Theoretical bounds on mate-pair information for accurate genome assembly by Henry Lin and Yufeng Shen (arxiv.org/abs/1310.1653, October 7 2013).

It purports to provide a sufficient condition for genome assembly, when in fact it is a rediscovery of Ukkonen’s condition for assembly (and a poor rediscovery at that). I’ve seen this happen before so I thought I’d make a short post about this.

Ukkonen’s paper is

E. Ukkonen, Approximate string matching with q-grams and maximal matches, Theoretical Computer Science 92 (1992), no. 1, 191–211.

The connection to genome assembly is explained well in a recent paper by Guy Bresler, Ma’ayan Bresler and David Tse: Optimal assembly for high-throughput shotgun sequencing (arxiv.org/abs/1301.0068, 18 February 2013).

The following figure from the Bresler et al. paper illustrates Ukkonen’s condition:

Ukkonen

The condition is that the read length L must be at least one greater than the maximum length of any interleaved repeat or triple repeat. In the figure above (Figure 4 in the Bresler et al. paper), it is impossible to distinguish the two different assemblies (that merely interchange the sequence between the interleaved repeats) with reads of length L. There is a similar example of switching for triple repeats.
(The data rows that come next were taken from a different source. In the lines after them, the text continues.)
PR #60505, opened 2022-08-27
Integrated armor for scale mutations

anoobindisguise:
#### Summary
Content "Integrated Armor for Scales Mutations"

#### Purpose of change
Scales didn't have integrated armor!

The lower bound of Lin and Shen essentially recapitulates the above condition. Moreover, the upper bound is trivial: it merely describes a sufficient library design that if sequenced completely would allow for assembly. Bresler et al. go much farther than this, and describe an approach to optimal assembly under a random model of (shotgun) sequencing that in particular, requires shotgun generalizations of Ukkonen’s combinatorial condition. In a future post I will describe in much more detail the Bresler et al. results. For now, it suffices to say, Ukkonen should be essential (starting) reading for anyone working on assembly.
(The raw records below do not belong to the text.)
PR #60506, opened 2022-08-27
Floodlight/Lamp barter value tweaking

cherdaq:
#### Summary
None

#### Purpose of change
It's pretty strange that floodlights (pre-Cata 900$ each) cost 5$ per unit in barter, while the regular lamps (pre-Cata 90$ each) cost 50$ per unit, basically ten times more for the weaker version.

Update (October 8): the authors have graciously contacted me and acknowledged their oversight in not referring to Ukkonen’s work. They will update their manuscript and repost to the arXiv. They also pointed out that their paper discusses specifically paired-end reads, and that this requires a slightly different analysis than Ukkonen’s initial work (a good point that I should have mentioned in the original post). I applaud them for (a) posting the initial result on the arXiv thereby allowing the community to look at their work prior to publication and (b) for responding immediately to improve it given the feedback.